» **DATA FOR ANALYSIS**
PR #726, opened 2020-10-01
Button Puzzle Scripts

Hoikas:
There was a [request on the forum](https://forum.guildofwriters.org/viewtopic.php?f=9&t=7177) for Python scripts for making puzzles that use a set of buttons in a combination to open doors. This script is generalized to take a combination, set of buttons, and some SDL variables. When the combination is input correctly, the solved SDL variable is set, which can trigger any arbitrary reaction with xAgeSDLBoolRespond.py

### DIFF
--- a/Scripts/Python/xAgeSDLBoolActivatorComboSet.py
+++ b/Scripts/Python/xAgeSDLBoolActivatorComboSet.py
@@ -1,0 +1,226 @@
+# -*- coding: utf-8 -*-
+""" *==LICENSE==*
+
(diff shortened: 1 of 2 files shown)


Hoikas:
Fixed an issue by which avatar animations may not be synchronized.

Hoikas:
Given that this is in the offline KI and an Age is in testing on Minkata-alpha using this script, are the any objections to merging this?

Hazado:
ive used it several times in that age and never had issues

Deledrius (approved):

PR #727, opened 2020-10-02
Add source groups for game scripts and associated files.

Deledrius:
This makes it easier to find, browse, and edit the files now included in the recently-added Scripts project.

### DIFF
--- a/Scripts/CMakeLists.txt
+++ b/Scripts/CMakeLists.txt
@@ -1,3 +1,11 @@
+file(GLOB_RECURSE GameScripts "${CMAKE_CURRENT_SOURCE_DIR}/Python/*.py")
+file(GLOB_RECURSE GameSDL "${CMAKE_CURRENT_SOURCE_DIR}/SDL/*.sdl")
+file(GLOB_RECURSE GameData "${CMAKE_CURRENT_SOURCE_DIR}/dat/*.age" "${CMAKE_CURRENT_SOURCE_DIR}/dat/*.fni")
+
+source_group("Python" FILES ${GameScripts})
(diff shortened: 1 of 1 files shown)


Hoikas (approved):

Scripts/CMakeLists.txt
```diff
@@ -1,10 +1,20 @@
+file(GLOB_RECURSE GameScripts "${CMAKE_CURRENT_SOURCE_DIR}/Python/*.py")
+file(GLOB_RECURSE GameSDL "${CMAKE_CURRENT_SOURCE_DIR}/SDL/*.sdl")
+file(GLOB_RECURSE GameData "${CMAKE_CURRENT_SOURCE_DIR}/dat/*.age" "${CMAKE_CURRENT_SOURCE_DIR}/dat/*.fni")
```
zrax, line 3: I'm not suggesting you change anything, but please note that glob lists will only get updated when CMake is re-run...  They will never get automatically updated when files are added or removed.

Deledrius: I'm aware, and considered this.  Since they aren't used as part of the build, I felt it was okay for that loophole to exist.  The copy commands all will continue to work fully, so this won't affect any functionality, just requires a re-run of CMake for a convenience function.  As far as drawbacks go, it seemed acceptable.

Hoikas: It's probably better to do any dedicated hacking on these files in a more filesystem driven editor, such as VS Code.

Deledrius: I agree, but I've found myself wanting to pull them up several times for reference while working on engine code, and this makes it easier to do so.

PR #729, opened 2020-10-02
Fix Er'cana Harvester position (#668)

### LINKED ISSUE #668: Er'cana Harvester
Per @plancsar:
> Weird bug in Er'cana:
> I started the train, then linked out and back in. Ran to the factory, pulled the lever to detach the wagon, but nothing happened.
> I then got back to the train controls, pulled the right lever, and suddenly the train was warped back to its starting point, running all the way to the factory (with the gangways to the wagon down), and only then I could detach the wagon normally.

This occurs in #650 and on Cyan's MOULa Shard.

Hoikas:
The harvester's position was not being properly fast-forwarded if the Age emptied while it was in-transit.


Hoikas:
This script change has been tested on Minkata and will be delivered to the MOULa pipeline Monday. Merging.

PR #733, opened 2020-12-04
Kill Usage of DirectX SDK (June 2010)

Hoikas:
This kills off usage of the DirectX SDK from June 2010 in favor of the DirectX support built into the Windows 8 SDK, which has come with Visual Studio since VS 2013. This change will allow us to avoid requiring yet another dependency and allow building on GitHub Actions, where the DXSDK is not preinstalled (unlike AppVeyor). This change means that the following components are no longer available:
- DxErr
- DirectDraw (obsolete)
- DirectSound (obsolete)
- DirectInput (obsolete)
- Direct3D9X

The DxErr deprecation was handled by converting to the standard Win32 `HRESULT` handling mechanisms. The DirectX `HRESULT`s are now in the Windows SDK itself, so no special handler is needed.

The Direct3D9X deprecation is a bit more problematic ~~and why this pull request is still a WIP draf~~t. The nice matrix class was fairly easy to replace with the base matrix and with `XMMATRIX`(in one particular place). The problem is with `plDXVertexShader`, `plDXPixelShader`, and with plShaderAssembler. The Plasma shaders are all written in assembly and built with `D3DXAssembleShaderFromFile`, which is now gone. The closest analogue is `D3DCompileFromFile`, which, per the [documentation](https://docs.microsoft.com/en-us/windows/win32/api/d3dcompiler/nf-d3dcompiler-d3dcompilefromfile) expects HLSL. I have yet to test compiling Plasma's shaders with this replacement method, but I suspect we will have to either rewrite the shaders in HLSL or find some other method forward. ~~For now, this problem is blocking the PR.~~

---

After a bit of reverse engineering, I've arrived at a solution to finish killing off the dependency on D3DX9. When assembling shaders, D3DX9 effectively forwards the entire shader to a function in D3Dcompiler_[0-9][0-9].dll named `D3DAssemble`. This function is not publicly documented, but it is exported from the June 2010 DX SDK compiler through modern Windows SDKs. I refactored plShaderAssembler.exe to load the pointer to this method and assemble the shaders with this function. The resulting assembled shader bytecode appears identical to what is currently checked in.

I also removed support for assembling shaders at runtime from `plDXVertexShader` and `plDXPixelShader`. I'm sure this was great when Cyan was developing the engine, but we've never changed the shaders. I think if we do, we'll want to operate at a level higher than assembly (eg HLSL) and therefore would need to rewrite the code anyway.

Now that the final dependency on D3DX9 has been removed, I turned the DirectX SDK finder into a dumb list of libraries: d3d9 and D3Dcompiler. I'm not sure how clean that is--commentary welcome. The code now compiles without referencing the standalone DirectX SDK at all and appears to work correctly. As a bonus, I fixed an `ST::bad_format` error in plShaderAssembler.


dpogue (approved):

Hoikas:
Manually merged master to fix conflicts.

Hoikas:
Manually merged master to fix conflicts. (again)

Hoikas:
Note for posterity: we'll clean-up the stubbed FindDirectX cmake module in an upcoming cmake pass.

PR #738, opened 2020-12-12
Run Linux CI on both 32- and 64-bit

dpogue:


Hoikas (changes requested):
Python architecture needs to be specified.

PR #739, opened 2020-12-12
Fix some x64 warnings

dpogue:


Sources/Plasma/CoreLib/hsStringTokenizer.cpp
```diff
@@ -169,12 +166,9 @@ void hsStringTokenizer::ParseQuotes(bool qAsTok)
...
 // String Tokenizer routines
-hsWStringTokenizer::hsWStringTokenizer(const wchar_t *string, const wchar_t *seps) :
-    fQAsTok(true),
-    fInQuote(false),
-    fString(nil),
-    fSeps(nil),
-    fLastTerminator(nil)
+hsWStringTokenizer::hsWStringTokenizer(const wchar_t *string, const wchar_t *seps)
+    : fSeps(nullptr), fLastTerminator(nullptr), fQAsTok(true), fInQuote(false),
+      fString(nullptr)
```
Hoikas, line 171:
```suggestion
      fString()
```

Sources/Plasma/PubUtilLib/plCompression/plZlibStream.cpp
```diff
@@ -52,7 +52,7 @@ void ZlibFree(voidpf opaque, voidpf address)
     free(address);
 }
 
-plZlibStream::plZlibStream() : fOutput(nil), fZStream(nil), fHeader(kNeedMoreData), fDecompressedOk(false)
+plZlibStream::plZlibStream() : fOutput(nil), fZStream(nil), fDecompressedOk(false), fHeader(kNeedMoreData)
```
Hoikas, line 55:
```suggestion
plZlibStream::plZlibStream() : fOutput(), fZStream(), fDecompressedOk(), fHeader(kNeedMoreData)
```

Sources/Plasma/PubUtilLib/plFile/plEncryptedStream.cpp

» **WORK REQUEST**
Lines of the listing above that contain the word "Minkata" must all be copied.

» **SOLUTION FOR THIS EXERCISE**
Given that this is in the offline KI and an Age is in testing on Minkata-alpha using this script, are the any objections to merging this?
This script change has been tested on Minkata and will be delivered to the MOULa pipeline Monday. Merging.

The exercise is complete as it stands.